Although I consider myself to have undergone “sex reassignment surgery”, and although I pass consistently in all aspects of my life as unquestionably male, in order to be legally recognised as male in the ACT I need to undergo “surgical alteration of reproductive organs”. In practical terms for transmen, “surgical alteration” means “surgical destruction”. For transmen (unlike transwomen) the reproductive organs are internal – their removal does not aid in any way the ability of the person to pass, or the degree to which they will be accepted by society as male. Their removal serves no socially measurable aid to transition whatsoever.

I start from the premise that the right to consent freely to medical procedures is one of the fundamental rights that all people hold. It is a right that is intrinsic to our own bodies and in our society a right that is correctly demarcated as “personal” rather than “political”. It is not reasonable that trans people have to choose EITHER to be legally recognised in our chosen gender OR to retain autonomy and control over what medical procedures are performed upon us.
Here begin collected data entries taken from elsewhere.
PR #3506, opened 2018-08-06
Add docs to describe new default database(s)

### LINKED ISSUE #3206: sql: sanitize the "no current db" story
PR: https://github.com/cockroachdb/cockroach/pull/24735

From release notes:
> New clusters and existing clusters [upgraded](../v2.1/upgrade-cluster-version.html) to this version of CockroachDB will include two new empty databases, `defaultdb` and `postgres`. The `defaultdb` database is automatically used for clients that connect without a current database set (e.g., without a database component in the connection URL). The `postgres` database is provided for compatibility with PostgreSQL client frameworks that require it to exist when the database server has ben freshly installed. Both new databases behave like any other regular database and, if deemed unnecessary, can be [manually deleted](../v2.1/drop-database.html). [#24735][#24735] {% comment %}doc{% endcomment %}

rmloveland:
Fixes #3206.

Summary of changes:

- Update [Client connection parameters][1] to note that `database` param
  defaults to `defaultdb` as of 2.1

- Update [Learn SQL][2] and [SHOW DATABASES][3] to describe `defaultdb`
  and `postgres`

[1]: https://www.cockroachlabs.com/docs/dev/connection-parameters.html
[2]: https://www.cockroachlabs.com/docs/dev/learn-cockroachdb-sql
[3]: https://www.cockroachlabs.com/docs/dev/show-databases

### DIFF
--- a/v2.1/learn-cockroachdb-sql.md
+++ b/v2.1/learn-cockroachdb-sql.md
@@ -14,75 +14,6 @@ Use an interactive SQL shell to try out these statements. If you have a cluster 
 CockroachDB aims to provide standard SQL with extensions, but some standard SQL functionality is not yet available. See our [SQL Feature Support](sql-feature-support.html) page for more details.
 {{site.data.alerts.end}}
 
-## Create a Database
-
-CockroachDB comes with a single default `system` database, which contains CockroachDB metadata and is read-only. To create a new database, use [`CREATE DATABASE`](create-database.html) followed by a database name:
-
-{% include copy-clipboard.html %}
-~~~ sql
-> CREATE DATABASE bank;
-~~~
-
-Database names must follow [these identifier rules](keywords-and-identifiers.html#identifiers). To avoid an error in case the database already exists, you can include `IF NOT EXISTS`:
-
-{% include copy-clipboard.html %}
-~~~ sql
-> CREATE DATABASE IF NOT EXISTS bank;
-~~~
-
-When you no longer need a database, use [`DROP DATABASE`](drop-database.html) followed by the database name to remove the database and all its objects:
-
-{% include copy-clipboard.html %}
-~~~ sql
-> DROP DATABASE bank;
-~~~
-
-## Show databases
-
-To see all databases, use the [`SHOW DATABASES`](show-databases.html) statement:
-
-{% include copy-clipboard.html %}
-~~~ sql
-> SHOW DATABASES;
-~~~
-
-~~~
-+---------------+
-| database_name |
-+---------------+
-| bank          |
-| defaultdb     |
-| postgres      |
-| system        |
-+---------------+
-(3 rows)
-~~~
-
-## Set the default database
-
-To set the default database, use the [`SET`](set-vars.html#examples) statement:
-
-{% include copy-clipboard.html %}
-~~~ sql
-> SET DATABASE = bank;
-~~~
-
-When working with the default database, you do not need to reference it explicitly in statements. To see which database is currently the default, use the `SHOW DATABASE` statement (note the singular form):
-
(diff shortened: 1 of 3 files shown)


knz:
@rmloveland tip: typically we rebase and we don't merge master into the secondary branch

rmloveland:
@knz Oof, sorry - I made the mistake of using the Github web UI to fix a conflict.  Won't happen again.

v2.1/learn-cockroachdb-sql.md
```diff
@@ -10,76 +10,6 @@ This page walks you through some of the most essential CockroachDB SQL statement
 Use an interactive SQL shell to try out these statements. If you have a cluster already running, use the [`cockroach sql`](use-the-built-in-sql-client.html) command. Otherwise, use the [`cockroach demo`](cockroach-demo.html) command to open a shell to a temporary, in-memory cluster.
 {{site.data.alerts.end}}
 
-{{site.data.alerts.callout_info}}
-CockroachDB aims to provide standard SQL with extensions, but some standard SQL functionality is not yet available. See our [SQL Feature Support](sql-feature-support.html) page for more details.
```
jseldess: Why are we removing this callout?

v2.1/learn-cockroachdb-sql.md
```diff
@@ -10,76 +10,6 @@ This page walks you through some of the most essential CockroachDB SQL statement
...
-{{site.data.alerts.end}}
-
-## Create a Database
```
jseldess: Why are we removing create database and show database? Even though the defaults have changed, these still seem like relevant actions to highlight here...

v2.1/learn-cockroachdb-sql.md
```diff
@@ -143,30 +73,8 @@ To see all tables in the active database, use the [`SHOW TABLES`](show-tables.ht
 |  Table   |
 +----------+
 | accounts |
-| users    |
 +----------+
-(2 rows)
-~~~
-
-To view tables in a database that's not active, use `SHOW TABLES FROM` followed by the name of the database:
```
jseldess: I don't understand why we're removing this either. Can you clarify?

v2.1/show-databases.md
```diff
@@ -26,15 +25,18 @@ No [privileges](privileges.html) are required to list the databases in the Cockr
...
+| database_name |
++---------------+
+| defaultdb     |
+| postgres      |
+| system        |
++---------------+
+(3 rows)
 ~~~
 
+{% include {{page.version.version}}/default-databases.md %}
```
jseldess: Instead of embedding this as a callout following the example, I'd recommend we add an additional `Default Databases` section above the example. It'd make it much easier to cross-reference, if that's a need at any point. Thoughts?

knz:
@jseldess as I have explained to Rich earlier, we do not need any more to explain the "database concept" to a beginner user in the tutorial any more, because they do not need it (any more) to issue interesting SQL statements successfully.

The path to a successful SQL experience should be as short as possible and talking about databases that early would feel like a shamanic rain dance.

knz:
I do not feel strongly but I do want to point out that most tutorials for postgres and mysql skip talking about creating and using custom database names and simply assume the user has a default database already.

CockroachDB's current tutorial feels complex in comparison. There is no need for this complexity. I would prefer if we didn't need more step to onboard new users than they would need  with, say, postgres.

jseldess:
Hmm, when I do a quick "posgres getting started" search, I land on https://www.postgresql.org/docs/10/static/tutorial-start.html, which does cover creating a database. I don't want to belabor this. I'm fine removing it. But we do create databases in several other places in our getting started docs as well (all of the build an app tutorials, for example).

Issue #3337, opened 2018-07-02
importccl: support decompressing input files


jseldess:
PR: https://github.com/cockroachdb/cockroach/pull/26796

From release notes:
> Added support for de-compressing [`IMPORT`](../v2.1/import.html) files with gzip or bzip. [#26796][#26796] {% comment %}doc{% endcomment %}

Amruta-Ranade:
PR: https://github.com/cockroachdb/docs/pull/3510

Amruta-Ranade:
Addressed by https://github.com/cockroachdb/docs/pull/3510

PR #3510, opened 2018-08-07
Import doc updates: Skip n lines + support decompressing input files

### LINKED ISSUE #3093: cli: add "skip" option to IMPORT CSV DATA
PR: https://github.com/cockroachdb/cockroach/pull/23466

From release notes:
> Added the `skip` option to the `IMPORT` command. [#23466][#23466] {% comment %}doc{% endcomment %}

Amruta-Ranade:
@bobvawter Commit 1 addresses #3093 
@dt Commit 2 addresses #3337

### DIFF
--- a/v2.1/import.md
+++ b/v2.1/import.md
@@ -217,6 +217,31 @@ Skip the first *n* lines of a CSV file.
 	</tbody>
 </table>
 
+#### `decompress`
+
+Import compressed files.
+
+<table>
+	<tbody>
+		<tr>
+			<td><strong>Required?</strong></td>
+			<td>No</td>
+		</tr>
+		<tr>
+			<td><strong>Key</strong></td>
+			<td><code>decompress</code></td>
+		</tr>
+		<tr>
+			<td><strong>Value</strong></td>
+			<td>The decompression codec to be used: <code>gzip</code>, <code>bzip</code>, <code>auto</code>, or <code>none</code>. <br><br>The default option is <code>auto</code> which attempts to guess the codec based on the filename, matching the common extensions '.gz' or '.bz2' and .bz. <br><br> <code>none</code> can be used to disable any attempts at decompression.</td>
+		</tr>
+		<tr>
+			<td><strong>Example</strong></td>
+			<td>To import a file compressed using the <code>bzip</code> codec: <code>WITH decompress = 'bzip'</code></td>
+		</tr>
+	</tbody>
+</table>
+
 
 
 ## Examples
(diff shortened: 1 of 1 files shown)


v2.1/import.md
```diff
@@ -192,6 +192,58 @@ Convert values to SQL *NULL* if they match the specified string.
...
+			<td><strong>Key</strong></td>
+			<td><code>skip</code></td>
+		</tr>
+		<tr>
+			<td><strong>Value</strong></td>
+			<td>The number of rows to be skipped while importing a file</td>
+		</tr>
+		<tr>
+			<td><strong>Example</strong></td>
+			<td>To import CSV files with column headers <em>NULL</em>: <code>WITH skip = ''</code></td>
```
dt: What's `NULL` ? also should this read `skip = '1'` ?

v2.1/import.md
```diff
@@ -192,6 +192,58 @@ Convert values to SQL *NULL* if they match the specified string.
...
+			<td><strong>Required?</strong></td>
+			<td>No</td>
+		</tr>
+		<tr>
+			<td><strong>Key</strong></td>
+			<td><code>decompress</code></td>
+		</tr>
+		<tr>
+			<td><strong>Value</strong></td>
+			<td>The decompression codec to be used: <code>gzip</code>, <code>bzip</code>, <code>auto</code>, or <code>none</code>. <br><br>The default option is <code>auto</code> which attempts to guess the codec based on the filename, matching the common extensions '.gz' or '.bz2' and .bz. <br><br> <code>none</code> can be used to disable any attempts at decompression.</td>
```
dt: should `.bz` be in single-quotes as well?

v2.1/import.md
```diff
@@ -256,12 +323,27 @@ WITH
...
+### Import a compressed CSV file
+
+{% include copy-clipboard.html %}
+~~~ sql
+> IMPORT TABLE customers (
+		id UUID PRIMARY KEY DEFAULT gen_random_uuid(),
+		name TEXT,
+		INDEX name_idx (name)
+)
+CSV DATA ('azure://acme-co/customer-import-data.gz?AZURE_ACCOUNT_KEY=hash&AZURE_ACCOUNT_NAME=acme-co')
```
dt: it would probably be named `customer-import-data.csv.gz`
That said, if the file ends in `.gz` you don't actually need the decompress option at all since we could figure it out form the filename, so I'm not sure what makes sense as an example.

Amruta-Ranade: But we do have options `bzip` and `gzip` when they want to explicitly specify the codec, right?

dt: sure, you can pass `with decompress = 'gzip'` but you don't _need_ to if the filename is `.gz` since it would pick that anyway, so as an example, i'm not sure how much it communicates.

Amruta-Ranade: Hmmm..so what would be a better example?

dt: I'm not sure... maybe no extension?

dt: we could also call the example "force selection of gzip decompression codec" or something to make it clearer why you'd pass the option

Amruta-Ranade: Now I am wondering why we added the options in the first place 🤔

dt: the option is there so that if your filename _doesn't_ end in the common extension, you can force it to use a specific codec, but the default is to try to just figure it out.

Amruta-Ranade: Hmm..so the default way we want users to import decompressed files is by not specifying any options. I am going to reframe the example to reflect that.

Issue #5042, opened 2019-07-11
Single-region Kubernetes on EKS


jseldess:
[Our single-region Kubernetes tutorial](https://www.cockroachlabs.com/docs/stable/orchestrate-cockroachdb-with-kubernetes.html#step-1-start-kubernetes) currently covers only GKE for hosted Kubernetes offerings. We should expand to include EKS. 

The process shouldn't be all that different from EKS, just with an AWS cli: https://docs.aws.amazon.com/eks/latest/userguide/getting-started-eksctl.html.

jseldess:
Notes:

- Insecure with configs and helm work fine. I'll start with those.
- Secure with standard configs doesn't work due to some issue with Kubernetes-created CSRs on EKS.  Need to use these different configs to use certs generated outside of Kubernetes. I'll do this second.
- Secure with helm won't work because it uses standard configs. We will probably need distinct helm charts to GKE and EKS. Opened this issue: https://github.com/cockroachdb/cockroach/issues/38847. Secure with helm on EKS is therefore out-of-scope for now.

jseldess:
cc: @kannanlakshmi, @DuskEagle, and @keith-mcclellan, who may be interested in this progress.

PR #5047, opened 2019-07-12
Single-region insecure cluster on EKS tutorial

jseldess:
How to run insecure on EKS using configs and helm.

Running secure will be handled in a separate PR. 
- Secure with standard configs doesn't work due to some issue with Kubernetes-created CSRs on EKS. Will need to use different configs to use certs generated outside of Kubernetes. 
- Secure with helm won't work because it uses standard configs. We will probably need distinct helm charts to GKE and EKS. Opened this issue: cockroachdb/cockroach#38847. Secure with helm on EKS is therefore out-of-scope for now.

Addresses #5042.

### DIFF
--- a/_includes/v19.1/orchestration/kubernetes-scale-cluster.md
+++ b/_includes/v19.1/orchestration/kubernetes-scale-cluster.md
@@ -2,6 +2,7 @@ The Kubernetes cluster contains 4 nodes, one master and 3 workers. Pods get plac
 
 1. Add a worker node:
     - On GKE, [resize your cluster](https://cloud.google.com/kubernetes-engine/docs/how-to/resizing-a-cluster).
+    - On EKS, resize your [Worker Node Group](https://docs.aws.amazon.com/eks/latest/userguide/update-stack.html).
     - On GCE, resize your [Managed Instance Group](https://cloud.google.com/compute/docs/instance-groups/).
     - On AWS, resize your [Auto Scaling Group](https://docs.aws.amazon.com/autoscaling/latest/userguide/as-manual-scaling.html).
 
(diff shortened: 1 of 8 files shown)


jseldess:
A few issues found during testing that are probably independent of these instructions:

When I started a cluster via helm on EKs, the `cockroach` version was 2.1.1:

I do not understand how our government believes that it is equipped to legislate on what medical procedures should be undertaken by a particular group of people. Nor do I understand how ANY medical practitioner could ethically participate in performing a sterilisation procedure on someone for the sole reason that they want to obtain legal rights that non-trans people take for granted. Try substituting any other group of people (people of a particular race, religion etc) and see how it sounds - this situation would simply not be tolerated in any civilised society in relation to any other group of people. My respect and trust in the medical profession has been completely eroded, by their collusion in supporting this ethically unjustifiable legal position.
I choose not to have a hysterectomy not because I might ever use my uterus, but because as a matter of principle I refuse to have a government insist that I undergo a completely medically unnecessary surgical procedure to sterilise myself simply in order to obtain a legal right that I am perfectly entitled to receive, regardless.
I choose not to have a hysterectomy because, for the second time in my life, I am empowering myself and taking control – this time over the role that I allow the medical profession to play in my life and the way in which I allow them to play it.